◆ Exercise instructions
Quote the records below word for word, please, from the very first line through the one that contains "struct connectdata *conn = data->conn;", and nothing beyond it.

◆ Excerpted records
PR #10705, opened 2023-03-07
Refuse to resolve the `.onion` TLD.

Kangie:
RFC 7686 states that:

> Applications that do not implement the Tor
> protocol SHOULD generate an error upon the use of .onion and
> SHOULD NOT perform a DNS lookup.

Let's do that.

See curl/curl#543
https://www.rfc-editor.org/rfc/rfc7686#section-2

-----

I'm certain that this will inconvenience some people; I feel that any inconvenience is far outweighed by the benefits for those using (or trying to use) Tor.

I initially made this change into a default-on feature but decided against it. We're not Tor-aware, we should just refuse to resolve the `.onion` TLD.

If there's interest in making this a feature I'm willing to go back and do that so that anyone with a valid use case will be able to disable RFC 7686 protections while those that _need_ to be sure that we won't accidentally leak information can clearly see that their binary has this 'feature'.

### DIFF
--- a/lib/hostip.c
+++ b/lib/hostip.c
@@ -652,6 +652,14 @@ enum resolve_t Curl_resolv(struct Curl_easy *data,
   CURLcode result;
   enum resolve_t rc = CURLRESOLV_ERROR; /* default to failure */
   struct connectdata *conn = data->conn;
+  /* We should intentionally error and not resolve .onion TLDs */
+  size_t hostname_len = strlen(hostname);
+  if(hostname_len >= 7 &&
+  (curl_strequal(&hostname[hostname_len-6], ".onion") ||
+  curl_strequal(&hostname[hostname_len-7], ".onion."))) {
+    failf(data, "Not resolving .onion address (RFC 7686)");
+    return CURLRESOLV_ERROR;
+  }
   *entry = NULL;
 #ifndef CURL_DISABLE_DOH
   conn->bits.doh = FALSE; /* default is not */
--- a/docs/KNOWN_BUGS
+++ b/docs/KNOWN_BUGS
@@ -80,7 +80,6 @@ problems may have been fixed or changed somewhat since this was written.
  10.3 FTPS over SOCKS
 
  11. Internals
- 11.1 Curl leaks .onion hostnames in DNS
  11.2 error buffer not set if connection to multiple addresses fails
  11.4 HTTP test server 'connection-monitor' problems
  11.5 Connection information when using TCP Fast Open
@@ -524,14 +523,6 @@ problems may have been fixed or changed somewhat since this was written.
 
 
 11. Internals
-
-11.1 Curl leaks .onion hostnames in DNS
-
- Curl sends DNS requests for hostnames with a .onion TLD. This leaks
- information about what the user is attempting to access, and violates this
- requirement of RFC7686: https://datatracker.ietf.org/doc/html/rfc7686
-
- Issue: https://github.com/curl/curl/issues/543
 
 11.2 error buffer not set if connection to multiple addresses fails
 
--- a/tests/data/Makefile.inc
+++ b/tests/data/Makefile.inc
@@ -186,8 +186,8 @@ test1432 test1433 test1434 test1435 test1436 test1437 test1438 test1439 \
 test1440 test1441 test1442 test1443 test1444 test1445 test1446 test1447 \
 test1448 test1449 test1450 test1451 test1452 test1453 test1454 test1455 \
 test1456 test1457 test1458 test1459 test1460 test1461 test1462 test1463 \
-test1464 test1465 test1466 test1467 test1468 test1469 test1470 \
-\
+test1464 test1465 test1466 test1467 test1468 test1469 test1470 test1471 \
+test1472 \
 test1500 test1501 test1502 test1503 test1504 test1505 test1506 test1507 \
 test1508 test1509 test1510 test1511 test1512 test1513 test1514 test1515 \
 test1516 test1517 test1518 test1519 test1520 test1521 test1522 test1523 \
--- a/tests/data/test1471
+++ b/tests/data/test1471
@@ -1,0 +1,39 @@
+<testcase>
+<info>
+<keywords>
+Onion
+Tor
+FAILURE
+</keywords>
+</info>
+#
+# Server-side
+<reply>
+</reply>
+
+#
+# Client-side
+<client>
+<server>
+none
+</server>
+<name>
+Fail to resolve .onion TLD
+</name>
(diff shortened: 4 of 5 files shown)


Kangie:
I'll fix up that CI after some sleep. :smile:

lib/hostip.c
```diff
@@ -659,6 +659,13 @@ enum resolve_t Curl_resolv(struct Curl_easy *data,
   (void)allowDOH;
 #endif
 
+  /* We should intentionally error and not resolve .onion TLDs */
+  char *last_dot = strrchr(hostname, '.');
+  if(last_dot && strcmp(".onion", last_dot) == 0) {
+    infof(data, "Not resolving .onion address (RFC 7686)");
```
bagder, line 665: 1. This should probably be failf() instead of infof().
2. We usually use `!strcmp()...` instead of comparing with `== 0`.
3. Shouldn't the check be case insensitive? Host names are.

danielgustafsson:
I haven't had time to read this one yet, but we've been down this rabbithole before so it's worth making sure we're not repeating issues discovered in #5159

Kangie:
The following is still technically an issue here:

> The main problem with this approach is that asking for a host foo.onion doesn't necessary equal a DNS resolve of that name, but could be a local host name that gets the domain appended in the resolve so it would ask for foo.onion.domain.tld

While that's strictly correct, how many people are _actually_ using two subdomains **and** relying on DNS search suffixes to fill in the rest? :stuck_out_tongue: On a more serious note, to actually be RFC compliant we should *never* request a DNS lookup for a request ending in `.onion`; it's a bit of an edge case but I'd make the argument that it's irrelevant in the real world.

A bug report from a user who reported that they could *sometimes* make curl resolve `.onion` TLDs in their somewhat kluged solution brought the original note in the KNOWN_BUGS and its associated issue to my attention. I figure that it's safer for everyone if curl isn't accidentally leaking `.onion` requests until someone decides to implement a proper Tor backend.

Kangie:
Results of my investigation from [Gentoo Bugzilla](https://bugs.gentoo.org/887287):

>... the adns/c-ares backend was updated at some point to be RFC 7686-compliant. A quick google confirms this happened in 2018:
>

◆ Exercise result
PR #10705, opened 2023-03-07
Refuse to resolve the `.onion` TLD.

Kangie:
RFC 7686 states that:

> Applications that do not implement the Tor
> protocol SHOULD generate an error upon the use of .onion and
> SHOULD NOT perform a DNS lookup.

Let's do that.

See curl/curl#543
https://www.rfc-editor.org/rfc/rfc7686#section-2

-----

I'm certain that this will inconvenience some people; I feel that any inconvenience is far outweighed by the benefits for those using (or trying to use) Tor.

I initially made this change into a default-on feature but decided against it. We're not Tor-aware, we should just refuse to resolve the `.onion` TLD.

If there's interest in making this a feature I'm willing to go back and do that so that anyone with a valid use case will be able to disable RFC 7686 protections while those that _need_ to be sure that we won't accidentally leak information can clearly see that their binary has this 'feature'.

### DIFF
--- a/lib/hostip.c
+++ b/lib/hostip.c
@@ -652,6 +652,14 @@ enum resolve_t Curl_resolv(struct Curl_easy *data,
   CURLcode result;
   enum resolve_t rc = CURLRESOLV_ERROR; /* default to failure */
   struct connectdata *conn = data->conn;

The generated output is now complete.